I’m going to start right off by saying that I love my mom. She’s great! You’ll never find a nicer, sweeter or more giving person in your entire life. That being said; my mother is not very technical. No, that’s not right. She’s not technical at all. When she got a new washing machine we had to train her to use it. Not once but twice. Some idiot salesperson sold her a washing machine with fancy electronics. That clinched it.

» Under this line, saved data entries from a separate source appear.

PR #4948, opened 2019-06-24
Fix PropType on Loupe component

paulkaplan:
Updated linter caught this missing prop type! Hooray!

This was the goal of unpinning the linter deps, so yay it worked! See https://github.com/LLK/scratch-gui/pull/4786 for the history of that issue.


rschamp:
Try it out: [paulkaplan-patch-1](https://llk.github.io/scratch-gui/paulkaplan-patch-1)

She was never going to figure out that washer.
It’s not just a washer but its cars, ovens, watches, and pretty much anything that smacks of technology.

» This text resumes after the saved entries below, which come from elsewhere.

PR #4960, opened 2019-06-28
Customize menubar

chrisgarrity:
### Resolves

In some uses of gui (e.g. ChromeOS/Android), the app will handle changing language and file management. So the menu should be customizable to show or hide the language and file menus along with allowing a gui consumer to provide an alternate logo.

### Proposed Changes

Adds `canChangeLanguage`, `canManageFiles` and `logo` props to the gui and menubar. The menus default to `true`, and the default scratch-logo is shown if no logo is provided.

### Test Coverage

Current tests pass. The current menu bar integration test will use the default config. Is there a good way to add a test for the options to hide the menus?

### Browser Coverage

Mac
 * [x] Chrome 
 * [ ] Firefox 
 * [ ] Safari
 
Windows
 * [ ] Chrome 
 * [ ] Firefox 
 * [ ] Edge
 
Chromebook
 * [ ] Chrome
 
iPad
* [ ] Safari

Android Tablet
* [ ] Chrome

### DIFF
--- a/src/components/gui/gui.jsx
+++ b/src/components/gui/gui.jsx
@@ -87,6 +87,7 @@ const GUIComponent = props => {
         isRtl,
         isShared,
         loading,
+        logo,
         renderLogin,
         onClickAccountNav,
         onCloseAccountNav,
@@ -215,6 +216,7 @@ const GUIComponent = props => {
                     className={styles.menuBarPosition}
                     enableCommunity={enableCommunity}
                     isShared={isShared}
+                    logo={logo}
                     renderLogin={renderLogin}
                     showComingSoon={showComingSoon}
                     onClickAccountNav={onClickAccountNav}
@@ -384,6 +386,7 @@ GUIComponent.propTypes = {
     isRtl: PropTypes.bool,
     isShared: PropTypes.bool,
     loading: PropTypes.bool,
+    logo: PropTypes.string,
     onActivateCostumesTab: PropTypes.func,
     onActivateSoundsTab: PropTypes.func,
     onActivateTab: PropTypes.func,
--- a/src/components/gui/gui.jsx
+++ b/src/components/gui/gui.jsx
@@ -66,8 +66,10 @@ const GUIComponent = props => {
         backpackVisible,
         blocksTabVisible,
         cardsVisible,
+        canChangeLanguage,
         canCreateNew,
         canEditTitle,
+        canManageFiles,
         canRemix,
         canSave,
         canCreateCopy,
@@ -202,9 +204,11 @@ const GUIComponent = props => {
                     authorId={authorId}
                     authorThumbnailUrl={authorThumbnailUrl}
                     authorUsername={authorUsername}
+                    canChangeLanguage={canChangeLanguage}
                     canCreateCopy={canCreateCopy}
                     canCreateNew={canCreateNew}
                     canEditTitle={canEditTitle}
+                    canManageFiles={canManageFiles}
                     canRemix={canRemix}
                     canSave={canSave}
                     canShare={canShare}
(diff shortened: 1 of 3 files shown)


src/components/gui/gui.jsx
```diff
@@ -66,8 +66,10 @@ const GUIComponent = props => {
         backpackVisible,
         blocksTabVisible,
         cardsVisible,
+        canChangeLanguage,
```
chrisgarrity: There are a lot of props that are all related to the menu bar. Would it make sense to refactor into a menuOptions object? E.g.:
```
menuOptions = {
    canChangeLanguage: true,
    canEditTitle: false,
    canManageFiles: true,
    canRemix: false,
    canShare: false,
    enableCommunity: false
}
```
Perhaps other options should also be in there (e.g. canCreateNew)

rschamp: I personally prefer the flat structure since it's less to keep in your head, and easier to define, override, etc.

src/components/menu-bar/menu-bar.jsx
```diff
@@ -327,11 +327,11 @@ class MenuBar extends React.Component {
                                     [styles.clickable]: typeof this.props.onClickLogo !== 'undefined'
                                 })}
                                 draggable={false}
-                                src={scratchLogo}
+                                src={this.props.logo ? this.props.logo : scratchLogo}
```
rschamp: This looks like `scratchLogo` should be the default of the `logo` prop.

src/components/menu-bar/menu-bar.jsx
```diff
@@ -345,82 +345,86 @@ class MenuBar extends React.Component {
...
-                                <MenuSection>
-                                    <SBFileUploader
-                                        canSave={this.props.canSave}
-                                        userOwnsProject={this.props.userOwnsProject}
-                                        onUpdateProjectTitle={this.props.onUpdateProjectTitle}
-                                    >
-                                        {(className, renderFileInput, loadProject) => (
+                                    {(this.props.canSave || this.props.canCreateCopy || this.props.canRemix) && (
+                                        <MenuSection>
+                                            {this.props.canSave ? (
```
rschamp: We're mixing the ternary style and the `&&` style for these optional components. It seems like the `&&` version is more straightforward, so maybe we should use that everywhere?

src/components/menu-bar/menu-bar.jsx
```diff
@@ -345,82 +345,86 @@ class MenuBar extends React.Component {
...
+                                                    {/* eslint-enable max-len */}
+                                                    {renderFileInput()}
+                                                </MenuItem>
+                                            )}
+                                        </SBFileUploader>
+                                        <SB3Downloader>{(className, downloadProjectCallback) => (
                                             <MenuItem
                                                 className={className}
-                                                onClick={loadProject}
+                                                onClick={this.handleSaveToComputer(downloadProjectCallback)}
```
rschamp: Just a note — I know you didn't name this. This method name is misleading since it looks like an error. I would expect `onClick="{this.handleSaveToComputer}`, i.e. set the `onClick` handler to that method. But instead this is a function that returns a handler, so the name should probably reflect that.

src/components/menu-bar/menu-bar.jsx
chrisgarrity: I switched to `&&` style for these optional components. There are other places in the code where we use the ternary operator, but some of them are nested within other ternary operators where we are deciding between two options (not optional). I decided not to mess with those.

paulkaplan:
@chrisgarrity looks like this PR didn't allow these options to be passed in from the container, so this can't be used externally

chrisgarrity:
@paulkaplan aargh - yes, forgot to add the props to the gui container and pass them through.

chrisgarrity:
@paulkaplan on second look, the GUI container passes everything not explicitly called out to the component as `{...componentProps}`, so just adding the props to `guiProps` in the android `index.jsx` will pass them through. (I have a version that does it) However, it adds a new svg file to the android webpack that requires the file-loader.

Getting her on the computer is a lesson in futility. Allow me to give you an example using a recent phone call. Like today, recent.
Mom: Hi honey
Me: Hi mom. What’s up? (shaking my head because she seems to always call before a meeting)

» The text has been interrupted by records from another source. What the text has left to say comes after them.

PR #4962, opened 2019-07-02
Correctly fail on non-200 responses when saving

paulkaplan:
This patches an issue where we are not correctly handling non-200 (i.e. failures) when saving assets and saving projects.

The assets part of this is also https://github.com/LLK/scratch-storage/issues/100, but we are able to detect it here by inspecting the JSON response, which should have `status: 'ok'` but instead has a different JSON body. I think it is an open question how storage should handle network responses like this, but we can at least prevent further damage this way.

Incidentally, we were doing the same thing when trying to save projects – ignoring non-200 responses. It is important to note that, per the `xhr` docs (and it is the same with fetch) that error responses do not trigger an `error` in the promise chain or an `error` param in the callback, that only happens when something prevents the request from being made. All "error-y" responses are still valid responses, and you need to check the response status code to be sure the request succeeded.

I built this as a hotfix branch in case we want to hotfix into www. But because hotfix/ builds to travis, nothing special needs to be done here to support that.

/cc @kchadha @BryceLTaylor

### DIFF
--- a/src/lib/save-project-to-server.js
+++ b/src/lib/save-project-to-server.js
@@ -45,6 +45,7 @@ export default function (projectId, vmState, params) {
     return new Promise((resolve, reject) => {
         xhr(opts, (err, response) => {
             if (err) return reject(err);
+            if (response.statusCode !== 200) return reject(response.statusCode);
             let body;
             try {
                 // Since we didn't set json: true, we have to parse manually
--- a/src/lib/project-saver-hoc.jsx
+++ b/src/lib/project-saver-hoc.jsx
@@ -234,9 +234,14 @@ const ProjectSaverHOC = function (WrappedComponent) {
                         asset.dataFormat,
                         asset.data,
                         asset.assetId
-                    ).then(
-                        () => (asset.clean = true)
-                    )
+                    ).then(response => {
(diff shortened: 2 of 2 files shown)


rschamp:
Try it out: [hotfix/2019-07-02](https://llk.github.io/scratch-gui/hotfix/2019-07-02)

benjiwheeler:
Reminder to set the milestone to July, if you want this reviewed this month! :)

src/lib/save-project-to-server.js
```diff
@@ -45,6 +45,7 @@ export default function (projectId, vmState, params) {
     return new Promise((resolve, reject) => {
         xhr(opts, (err, response) => {
             if (err) return reject(err);
+            if (response.statusCode !== 200) return reject(response.statusCode);
```
benjiwheeler: My only note is that I find `return reject()` confusing, since you're not actually doing anything (as I understand it) with the return value -- this is just a shorthand for
```
reject(response.statusCode);
return;
```

(see https://stackoverflow.com/questions/33445415/javascript-promises-reject-vs-throw#comment71729644_38181613 )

Mom: I didn’t get the email with the Christmas lists for all of you.
Me: I sent it earlier today. (damn, damn, damn! I knew that I shouldn’t have sent it from my gmail account)
Mom: Well, I didn’t get it. I’ll check it again.
Mom: I still haven’t gotten it.
Me: Mom, I sent it from a different email address. Maybe it’s in your junk mail box.
Mom: I don’t have a junk mail box. (OMG, don’t I wish)
Me: Mom, your email account comes with a junk mail box.
Mom: Not mine. I don’t pay for that. (this is a lot like the conversation that I have with her about her cell phone. It seems that it doesn’t come with voice mail either.)
Me: Ok, I’ll resend it from our home email. Did you get it yet? (after I cut & paste the original email into a new email from the family account.)
Me: There’s like a circle button on the top left hand side of the page that says reload. Click on that.
Mom: Wow, how did you do that?
Me: It’s nothing, Mom (it’s frickin’ magic.)
Mom: What’s the blue underlined thing next to one of JR’s gifts?
Me: That’s a link that will take you to an example of what he wants. Go ahead and click on it.
Mom: OH! So that’s what he wants. Uh Oh, I should have never click there because now my email is gone.
Me: No its not, Mom. Just click on the X up on the top right. (please God spare me these conversations.)
Mom: I can’t do that. Every time I do the thing breaks.
Me: It won’t break. On the left is the back button. Click that.
Mom: Nothing happened.
Me: Is the back button highlighted.
Me: (rolling my eyes) OK, look at the bottom left corner. See the word start?
Me: What are the words to the right of the word start?
Mom: AOL mail and then Amazon.
Me: Click the red square with the X in it on the top right side of the screen. (this conversation has just gone beyond painful)
Mom: Do you really think that’s a good idea?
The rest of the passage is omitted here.